Records drawn from a dataset:
%%

Issue #384, opened 2026-09-12
[Quoin#384] [Stage 5] quoin-assurance: assurance case construction and discharge


kreneskyp:
Port `src/assurance/` (1,723 lines, 5 files) to a Rust crate `rust/quoin-assurance`.

**The cheapest crate in Stage 5, and the best first real port after `quoin-validators`.** Measured: it has **zero value-level outbound edges** — all five of its cross-directory imports are `import type` (`graph.ts:13,14,15,16`, `discharge.ts:11`). It is in no dependency cycle. Its only inbound edges are from `src/commands/`. It is a pure view module over in-memory inputs, which its own header states (`src/assurance/graph.ts:8`: *"This is strictly a view"*).

Practically: no subprocess, no network, no filesystem, no cycle to wait on. It can be written the day the workspace exists.

## One shared decision, recorded in both leaf tickets

This crate needs exactly four types from auditor — `AuditReport`, `Finding`, `UnevaluatedCheck`, `Severity` (`src/auditor/audit.ts:38-144`) — and nothing else. Three other places want the same four: `src/assurance/graph.ts:14`, `src/graph-analysis/analysis.ts:3`, `src/graph-analysis/input.ts:5`, `src/change-assurance/types.ts:1`.

Once #376 lands, depending directly on `quoin-auditor` is *legal* — no cycle. It is just heavy: a leaf view crate would pull a 1,800-line engine crate to name four structs. **Recommend a small `quoin-finding-types` crate** holding those four. Cheap, and it keeps the view crates genuinely leaf. Not a blocker either way — decide it once, in whichever of these two tickets is picked up first, and make the other follow.

## Generic vs quoin-specific

Generic, and worth asking whether `engineering-assurance` should own it: the GSN-shaped case construction at `src/assurance/graph.ts:109 buildCase` with `NodeKind = "goal"|"strategy"|"solution"` (`graph.ts:22`) is standard assurance-case vocabulary, not quoin's. Same for the deterministic renderers `render.ts:18 renderCase`, `discharge.ts:175 renderDischargeReport`, `argument.ts:512 renderAuthoredArgument` — markdown/JSON projections with a byte-identical-output contract (`render.ts:5`).

Quoin-specific, stays: `discharge.ts:88 buildDischargeReport` and `argument.ts:289 parseAssuranceArgument`, both bound to quire `ClauseSetKey`/`ClauseForce` semantics (`discharge.ts:11`).

[...]

PR #449, opened 2026-09-13
feat(445,447): completeness and assurance across the boundary, and 4,060 lines of TypeScript retired

### LINKED ISSUE #445: [Quoin#445] Stage 3 cutover: wire quoin-completeness through quoin-core dispatch and delete src/completeness/
Parent: #373. Successor to #378. **Gated on #412.**

## Why this exists

#378 delivered `quoin-completeness` as a library crate: 1,447 lines of Rust, a
golden-parity suite captured from the TypeScript oracle, and **zero reachability
from the `quoin-core` binary**. `src/completeness/` — 685 lines — is still the
only implementation anything executes.

That is the program's one standing defect. Across fifteen merged crates and
31,884 lines of Rust, 86.3% cannot be reached from the boundary binary and no
TypeScript has ever been deleted by porting. A library that nothing calls is not
a port; it is a second implementation, and NFR-024 bounds coexistence precisely
because two implementations of one rule is the condition this program exists to
end.

So #378 does not close when PR #402 merged. This ticket is what closing it means.

## The constraint this domain runs into

`quoin-core/tests/tc_library_containment.rs` audits every `quoin-core/src/**/*.rs`
except `main.rs` as a `ReusableLibrary`: the library half must be decidable
**without a filesystem**. `quoin-completeness`'s entry points are
`assess_bundle(bundle_root: &Path, module_roots: &[PathBuf])` and
`load_vocabulary_coverage(&[PathBuf])` — both walk the disk.

An operation that takes a path and reads it is therefore not available, and the
gate is not to be weakened, allow-listed or skipped. The resolution is the shape
`assurance.build_case` already uses: **the request carries content**. The
directory walk and the file reads stay in the command shell — which is where a
CLI's I/O belongs — and every decision crosses the boundary as bytes.

## Scope

1. Give `quoin-completeness` a **content-in** API beside its filesystem one:
   declarations resolved from manifest and schema *text*, frontmatter parsed from
   document *text*, and an assessment computed over those. The existing
   path-taking functions become thin shells over it, so the golden-parity suite
   keeps testing the same code.
2. Register `completeness.*` as command-shaped operations in `quoin-core`
   dispatch — never a bare function. `OPERATIONS` and the match arm both, which
   the #444 drift guard checks against `dispatch.rs`'s own source.
3. Every request type `#[serde(deny_unknown_fields)]`, every accumulator bounded
   in BYTES before any work, refusal named. stdout = payload, stderr =
   diagnostics, exit taxonomy 0/1/2/3/4 mapped from `CoreErrorCode` and nowhere
   else.
4. `schemars` registers the new root types in `quoin-schemas`; `src/core/types.ts`
   is regenerated by `make types` and stays hash-asserted. No hand-written
   response type.
5. Switch `src/commands/completeness.ts` and the `readBundleFrontmatter` caller in
   `src/commands/assurance.ts` over to `runCoreAllowFailure`, **reversibly, as its
   own commit**, demonstrated revertible with `git revert --no-commit`.
6. **Then** delete `src/completeness/` and `tests/completeness.test.ts` — code and
   tests in the same commit, per FR-101.
7. User-visible `quoin completeness` output does not change. Verified by running
   the command before and after on this repository's own `spec/`.

## Acceptance

- Every criterion a deleted TypeScript test carried is restated on a
  tracking-tagged Rust test (`/// Trace:` + `tc_NNN`). A criterion is not carried
  forward by a test asserting against a fixture the test itself wrote, nor by a
  check passing over an empty population.
- No non-Rust runtime oracle survives the cutover. The captured goldens stay; a
  live Node process in the Rust test path does not.
- `make rust-gate` passes.
- The PR states, in numbers, how many lines of TypeScript it deleted.

## Gate

#412 (Stage 2, `quoin-validators`) is the boundary-shape precedent and the epic
states Stage 3 does not start its own cutover until it closes. This lands after
#412, rebased onto whatever boundary shape #412 settles on. One shape across the
program, not two.

### LINKED ISSUE #447: [Quoin#447] Stage 5 cutover: finish the quoin-assurance port, wire it through quoin-core, and delete src/assurance/
Parent: #373. Successor to #384. **Gated on #412.** Lands with #445 in one PR.

## Why this exists

#384 delivered `quoin-assurance` as a library crate. Four of its functions are
reachable from `quoin-core` — `assurance.requirement_of`, `build_case`,
`render_case`, `parse_argument` — and they are the only four operations besides
`core.ping` that the binary answers. Nothing calls them. `src/assurance/` — 1,752
lines — is still the only implementation `quoin assurance` and `quoin discharge`
execute, and `src/core/reference.ts` delegates to it as the difftest oracle.

## What #384 did not port

Measured against `src/assurance/index.ts`'s exported surface, the crate is
roughly half the module:

| retained TypeScript | lines | Rust |
|---|---:|---|
| `graph.ts` `buildCase` / `requirementOf` | 310 | `case.rs`, `lib.rs` |
| `render.ts` `renderCase` | 186 | `render.rs` |
| `argument.ts` `parseAssuranceArgument` | ~160 | `argument.rs` |
| `argument.ts` `buildAuthoredArgumentView` | ~158 | **none** |
| `argument.ts` `renderAuthoredArgument` | ~303 | **none** |
| `discharge.ts` (whole file) | 397 | **none** |

`src/assurance/` cannot be deleted while three of its six exported capabilities
have no successor, so this ticket carries the remaining port as well as the
cutover. It also needs `ClauseSetKey`, `ClauseForce`, `ClauseBinding`,
`ClauseBindingReason` and `ClauseBindingReport` in `quoin-quire-types`, which
holds only `Obligation` today.

## Scope

1. Port the three unported capabilities into `quoin-assurance`:
   `authored::build_authored_argument_view`, `authored::render_authored_argument`,
   and a `discharge` module carrying `build_discharge_report` and
   `render_discharge_report`. The clause-binding types move to
   `quoin-quire-types`, where `src/quire/types.ts`'s successors belong.
2. Register the remaining `assurance.*` operations in `quoin-core` dispatch —
   command-shaped, never a bare function. `OPERATIONS` and the match arm both,
   which the #444 drift guard checks against `dispatch.rs`'s own source.
3. Every request type `#[serde(deny_unknown_fields)]` where a derive can express
   the contract and a hand-written validator where it cannot (the authored
   argument's asymmetric `null` and instant grammar are the precedent from #441);
   every request bounded in BYTES before any work. Exit taxonomy 0/1/2/3/4 mapped
   from `CoreErrorCode` and nowhere else.
4. `schemars` registers the new root types in `quoin-schemas`; `src/core/types.ts`
   is regenerated by `make types` and stays hash-asserted.
5. Switch `src/commands/assurance.ts` and `src/commands/discharge.ts` over to
   `runCoreAllowFailure`, **reversibly, as its own commit**, demonstrated
   revertible with `git revert --no-commit`.
6. **Then** delete `src/assurance/` and its tests — `tests/assurance.test.ts`,
   `tests/authored-argument.test.ts`, `tests/discharge.test.ts`,
   `tests/independence.test.ts`, `tests/trust-decision.test.ts` — code and tests
   in the same commit, per FR-101. `tests/assurance.test.ts` and
   `tests/discharge.test.ts` also cover `src/quire/`, which is NOT in scope; that
   coverage is split out and kept.
7. **Retire the assurance difftest arms to frozen goldens in the same commit.**
   `src/core/reference.ts` is the difftest's TypeScript oracle and per FR-101 it
   *delegates* to `src/assurance/index.js` rather than reimplementing it. Deleting
   the module removes the oracle's subject, and #373 AC-5 forbids a non-Rust
   runtime oracle after cutover. So the retained implementation is run once, its
   answers are captured, and the difftest compares `quoin-core` against those
   bytes thereafter. `core.ping` keeps its live reference — it has no retained
   capability and never did.

## Acceptance

- Old and new pass at **one candidate revision**, in CI, from one checkout, for
  every operation, including the three newly ported ones.
- Every criterion a deleted TypeScript test carried is restated on a
  tracking-tagged Rust test (`/// Trace:` + `tc_NNN`). `quoin-assurance` has
  **zero** lines in its `tests/` directory today, so this is the part of the
  program that needs the closest look: a criterion is not carried forward by a
  test asserting against a fixture the test itself wrote, nor by a check passing
  over an empty population. That failure has shipped four times here already.
- No non-Rust runtime oracle survives the cutover for a retired capability.
- `make rust-gate` passes.
- The PR states, in numbers, how many lines of TypeScript it deleted.

## Gate

#412 is the boundary-shape precedent; this lands after it, rebased onto whatever
shape it settles on. It ships in one PR with #445 because the two interlock:
`src/assurance/graph.ts` imports `BundleDocument` from `src/completeness/`, and
`src/commands/assurance.ts` imports from both.

kreneskyp:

%%

### What you have to do:
Extract from the records above the lines from the one containing "that the binary" to the one containing "1. Port the", both lines included, exactly as they appear and with nothing else.

### Solution for this problem:
`core.ping` that the binary answers. Nothing calls them. `src/assurance/` — 1,752
lines — is still the only implementation `quoin assurance` and `quoin discharge`
execute, and `src/core/reference.ts` delegates to it as the difftest oracle.

## What #384 did not port

Measured against `src/assurance/index.ts`'s exported surface, the crate is
roughly half the module:

| retained TypeScript | lines | Rust |
|---|---:|---|
| `graph.ts` `buildCase` / `requirementOf` | 310 | `case.rs`, `lib.rs` |
| `render.ts` `renderCase` | 186 | `render.rs` |
| `argument.ts` `parseAssuranceArgument` | ~160 | `argument.rs` |
| `argument.ts` `buildAuthoredArgumentView` | ~158 | **none** |
| `argument.ts` `renderAuthoredArgument` | ~303 | **none** |
| `discharge.ts` (whole file) | 397 | **none** |

`src/assurance/` cannot be deleted while three of its six exported capabilities
have no successor, so this ticket carries the remaining port as well as the
cutover. It also needs `ClauseSetKey`, `ClauseForce`, `ClauseBinding`,
`ClauseBindingReason` and `ClauseBindingReport` in `quoin-quire-types`, which
holds only `Obligation` today.

## Scope

1. Port the three unported capabilities into `quoin-assurance`:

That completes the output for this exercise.